Your assignment> Write out the data again in full, exactly as it reads.

►

PR #5870, opened 2026-06-10
impl(bigquery): add query runner builder

alvarowolfx:
Towards #5844


src/bigquery/src/error.rs
```diff
@@ -0,0 +1,90 @@
...
+    },
+
+    /// The underlying RPC failed.
+    #[non_exhaustive]
+    #[error("the operation failed. RPC error: {source}")]
+    Rpc {
+        /// The error returned by the service for the request.
+        #[source]
+        source: Arc<Error>,
+    },
```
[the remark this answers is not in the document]
alvarowolfx: I've copied this pattern from pubsub `Rpc` error https://github.com/googleapis/google-cloud-rust/blob/817555e2fa73af75fb0b07d210bb13d5e6d25c9d/src/pubsub/src/error.rs#L64

@dbolduc I don't recall exactly why we decided to make it an Arc here.

src/bigquery/src/generated/run_query_request.rs
alvarowolfx, line 1: Clippy is not happy with these generated files. Will add those allow tags on sidekick.

edit: https://github.com/googleapis/librarian/pull/6373

src/bigquery/src/error.rs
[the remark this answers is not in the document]
dbolduc: In Pub/Sub, N messages are batched into one RPC, and the RPC gets 1 error. We wanted to share that error across N messages.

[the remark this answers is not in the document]
alvarowolfx: gotcha. In Bigquery case here it's a 1:1 mapping (one Query operation -> one RPC), so I think can drop then Arc.

alvarowolfx:
issues on this PR will be solved when https://github.com/googleapis/google-cloud-rust/pull/5874 is merged and also I split errors to be merged on a separated PR: https://github.com/googleapis/google-cloud-rust/pull/5873

src/bigquery/src/query/run_query.rs
```diff
@@ -0,0 +1,177 @@
...
+}
+
+impl RunQuery {
+    /// Creates a new `RunQuery` builder for the given SQL query.
+    pub fn new(job_service: Arc<JobService>, sql: String) -> Self {
+        Self {
+            job_service,
+            request: RunQueryRequest::default()
+                .set_query(sql)
+                .set_use_legacy_sql(wkt::BoolValue::from(false)),
```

◄

Task output>
PR #5870, opened 2026-06-10
impl(bigquery): add query runner builder

alvarowolfx:
Towards #5844


src/bigquery/src/error.rs
```diff
@@ -0,0 +1,90 @@
...
+    },
+
+    /// The underlying RPC failed.
+    #[non_exhaustive]
+    #[error("the operation failed. RPC error: {source}")]
+    Rpc {
+        /// The error returned by the service for the request.
+        #[source]
+        source: Arc<Error>,
+    },
```
[the remark this answers is not in the document]
alvarowolfx: I've copied this pattern from pubsub `Rpc` error https://github.com/googleapis/google-cloud-rust/blob/817555e2fa73af75fb0b07d210bb13d5e6d25c9d/src/pubsub/src/error.rs#L64

@dbolduc I don't recall exactly why we decided to make it an Arc here.

src/bigquery/src/generated/run_query_request.rs
alvarowolfx, line 1: Clippy is not happy with these generated files. Will add those allow tags on sidekick.

edit: https://github.com/googleapis/librarian/pull/6373

src/bigquery/src/error.rs
[the remark this answers is not in the document]
dbolduc: In Pub/Sub, N messages are batched into one RPC, and the RPC gets 1 error. We wanted to share that error across N messages.

[the remark this answers is not in the document]
alvarowolfx: gotcha. In Bigquery case here it's a 1:1 mapping (one Query operation -> one RPC), so I think can drop then Arc.

alvarowolfx:
issues on this PR will be solved when https://github.com/googleapis/google-cloud-rust/pull/5874 is merged and also I split errors to be merged on a separated PR: https://github.com/googleapis/google-cloud-rust/pull/5873

src/bigquery/src/query/run_query.rs
```diff
@@ -0,0 +1,177 @@
...
+}
+
+impl RunQuery {
+    /// Creates a new `RunQuery` builder for the given SQL query.
+    pub fn new(job_service: Arc<JobService>, sql: String) -> Self {
+        Self {
+            job_service,
+            request: RunQueryRequest::default()
+                .set_query(sql)
+                .set_use_legacy_sql(wkt::BoolValue::from(false)),
```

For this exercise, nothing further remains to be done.